Effect of early (defective) PR. On the facts of the case, the High Court found that the applicant was estopped from challenging the invalid PR.

  1. The High Court held that the invalid PR only went towards the adjudicator's substantive jurisdiction, with his threshold jurisdiction remaining intact ([31]).
  2. The High Court then held that the applicant was estopped from challenging the adjudication determination in question based on the invalid PR ([33]).
  3. This is because there was a duty on the applicant to speak against the invalid PR (at [38] – [39]).
  4. In particular, when the respondent sent a tax invoice (which accepted the response amount) without any objection and the applicant kept quiet until the time for the applicant to issue a valid payment response lapse, the "silence and inaction amounted to an unequivocal representation by the applicant that it would not insist on its legal right to serve its payment response later (ie, within 14 days after the deemed date of service of the payment claim) and thus would not seek to invalidate any adjudication on the basis of an invalid payment response" (at [39]).
  5. And this representation was relied upon by the respondent to its detriment (at [40]), as the respondent then missed the deadline to "to file an adjudication application on the basis that the applicant "fail[ed] to provide a payment response" (s 12(2)(b) SOPA). Hence, the respondent could only submit its Adjudication Application on the basis of an accepted response amount that is not fully paid." (at [41]).
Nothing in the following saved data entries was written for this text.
PR #4948, opened 2020-08-14
[PDS-130107] Enable Divergent KVS Namespaces and TimeLock Clients

jeremyk-91:
**Goals (and why)**:
- Used in some DBKVS use cases, where through the use of table mapping it is legitimate to have multiple AtlasDB users interface with the same KVS in the same way.
- Minimise the risk that anyone who does not need this use case actually tries to (this is very error prone).

- Allow the config to accept different KVS namespaces and timelock clients, provided this is explicitly enabled AND the user is not using Cassandra.

- Added a few new tests for new cases in the configuration

- Are there correctness issues?

paired

**Priority (whenever / two weeks / yesterday)**: this week or early next

### DIFF
--- a/atlasdb-config/src/main/java/com/palantir/atlasdb/config/AtlasDbConfig.java
+++ b/atlasdb-config/src/main/java/com/palantir/atlasdb/config/AtlasDbConfig.java
@@ -271,11 +271,25 @@ public abstract class AtlasDbConfig {
      */
     public abstract Optional<TimestampCache> timestampCache();
 
+    /**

Reading this, it appeared to weigh on the High Court that the applicant had failed to object to the validity of its own PR before the end of the dispute settlement period, thereby "depriving" the claimant-respondent of the opportunity to commence an adjudication based on either a disputed payment response / no payment response.

This is because based on the timelines, if the PC was deemed to be served on 31 July 2023, then the payment response was due 14 days thereafter (as the contract did not provide for the date for service of the payment response; see [18]). If so, then the dispute settlement period would end on 15 August 2023 (factoring the public holiday on national day), and the entitlement to commence an adjudication would have expired on 23 August 2023.

However, what if the respondent took the position that the PR was invalid, and hence commenced an adjudication based on the applicant's failure to serve any valid payment response? Would the applicant be entitled to rely on an argument of estoppel and claim that, as the respondent had issued the tax invoice accepting the response amount, it was no longer open to the applicant to commence adjudication on the basis of no valid payment response, bearing in mind s. 12(3) SOPA? We leave our readers with this food for thought.

Conclusion. Nonetheless, when it comes to SOPA, one of the key things to take note is that if you are in the position of a respondent, it is crucial to ensure that a proper payment response is provided.

A failure to serve a proper payment response or a failure to adequately set out the reasons for withholding payment in the payment response often severely prejudices the respondent by limiting the range of possible arguments the respondent can make during an adjudication.

However, as this case demonstrates, an early payment response may also lead to issues. If you accidentally issue a payment response early, the prudent course of action would be to withdraw and supersede the payment response with a proper payment response in accordance with the mechanism under SOPA. A failure to withdraw the said early payment response may mean that you may be estopped from resiling from the position taken in that payment response to your detriment.

The content of this article is intended to provide a general guide to the subject matter. Specialist advice should be sought about your specific circumstances.